_REQUIRED ACTION_.
Each line of the records below that holds "like" should be copied out.

** DATASET RECORDS follows **

PR #1105, opened 2023-01-25
fix: do not honor ignoreAdditionalProperties and ignoreAddtionalItems if properties exist

artur-ciocanu:
**Description**
Recently we have introduced the ability to handle the default behavior of `additionalProperties` and `additionalItems`. However we might have introduced an unintended side effect. For example for a schema like:
```
{
  type: 'object',
  properties: {
    email: {
      type: 'string',
      format: 'email'
    }
  }
}
```
If we use `ignoreAdditionalProperties` then for TypeScript generator we would get something like:
```
class Root {
  private _email?: string;

  constructor(input: {
    email?: string,
  }) {
    this._email = input.email;
  }

  get email(): string | undefined { return this._email; }
  set email(email: string | undefined) { this._email = email; }
}
```
For a schema like this:
```
{
  type: 'object',
  properties: {
    email: {
      type: 'string',
      format: 'email'
    }
  },
  additionalProperties: {
     type: 'string'
  }
}
```
We would get the same TypeScript output.

My proposal is to fix this and ensure that the output is something like:
```
class Root {
  private _email?: string;
  private _additionalProperties?: Map<string, string>;

  constructor(input: {
    email?: string,
    additionalProperties?: Map<string, string>,
  }) {
    this._email = input.email;
    this._additionalProperties = input.additionalProperties;
  }

  get email(): string | undefined { return this._email; }
  set email(email: string | undefined) { this._email = email; }

  get additionalProperties(): Map<string, string> | undefined { return this._additionalProperties; }
  set additionalProperties(additionalProperties: Map<string, string> | undefined) { this._additionalProperties = additionalProperties; }
}
```

The reasoning being that `ignoreAdditionalProperties` should affect ONLY the default JSON schema behavior, however if user explicitly sets it to some other value `ignoreAdditionalProperties` should have no effect.

### DIFF
--- a/src/interpreter/InterpretAdditionalItems.ts
+++ b/src/interpreter/InterpretAdditionalItems.ts
@@ -19,14 +19,13 @@ export default function interpretAdditionalItems(
   interpreter: Interpreter,
   interpreterOptions: InterpreterOptions = Interpreter.defaultInterpreterOptions
 ): void {
-  if (interpreterOptions.ignoreAdditionalItems === true) {
-    return;
-  }
   if (typeof schema === 'boolean' || model.type?.includes('array') === false) {
     return;
   }
   const additionalItemsModel = interpreter.interpret(
-    schema.additionalItems === undefined ? true : schema.additionalItems,
+    schema.additionalItems === undefined
+      ? !interpreterOptions.ignoreAdditionalItems
+      : schema.additionalItems,
     interpreterOptions
   );
   if (additionalItemsModel !== undefined) {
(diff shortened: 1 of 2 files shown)


artur-ciocanu:
@jonaslagoni let me know your thoughts. Thank you.

jonaslagoni (changes requested):
I was working on a similar fix, but I also included an additional perspective where it's applied to unintended scenarios.

Can you take a look at https://github.com/asyncapi/modelina/pull/1106?

Feel free to apply the changes to your PR if you want to continue here, otherwise, we can use https://github.com/asyncapi/modelina/pull/1106 going forward, up to you 🙂

artur-ciocanu:
Thanks @jonaslagoni I'lll close it in favor of #1106

PR #1106, opened 2023-01-25
fix: add conditions for when to ignore additionalProperties and additionalItems

jonaslagoni:
**Description**
This PR fixes the two options always ignoring additionalProperties and additionalItems when it should be conditional on two things:

1. Should only apply on when defaulting, not when explicitly defined.
2. ignoreAdditionalProperties should only apply when the schema has properties, otherwise its normally later interpreted as a map type which is intended.
3. ignoreAdditionalProperties should only apply when the schema has explicit types defined, otherwise its the same as setting types explicitly.

### DIFF
--- a/src/interpreter/InterpretAdditionalItems.ts
+++ b/src/interpreter/InterpretAdditionalItems.ts
@@ -25,11 +25,15 @@ export default function interpretAdditionalItems(
   const hasArrayTypes = schema.items !== undefined;
   let defaultAdditionalItems = true;
   if (hasArrayTypes && interpreterOptions.ignoreAdditionalItems !== undefined) {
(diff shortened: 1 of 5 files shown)


magicmatatjahu:
I can accept PR, but if properties/items aren't defined it not means that given object cannot have it, e.g. schemas like:

```yaml
type: object
``` 

or

```yaml
type: array
```

means that every property/item can be defined, so I think that `ignoreAdditionalItems` and `ignoreAdditionalProperties` should have higher priority than logic in PR.

jonaslagoni:
If you dont explicitly define `properties` and `items`, it defaults to `additionalProperties` and additionalItems` which allow everything. This is why you cannot ignore the keywords in that scenario, cause then the type defined in those is the `best possible type` you have access to.

magicmatatjahu (approved):

PR #1116, opened 2023-01-30
chore: add Next integration example

jonaslagoni:
**Description**
This PR add an example for showing how to integrate Modelina into a Next project.


examples/integrate-with-next/src/pages/index.tsx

** End of DATASET RECORDS **

_SOLUTION BELOW_.
Recently we have introduced the ability to handle the default behavior of `additionalProperties` and `additionalItems`. However we might have introduced an unintended side effect. For example for a schema like:
If we use `ignoreAdditionalProperties` then for TypeScript generator we would get something like:
For a schema like this:
My proposal is to fix this and ensure that the output is something like:
I can accept PR, but if properties/items aren't defined it not means that given object cannot have it, e.g. schemas like:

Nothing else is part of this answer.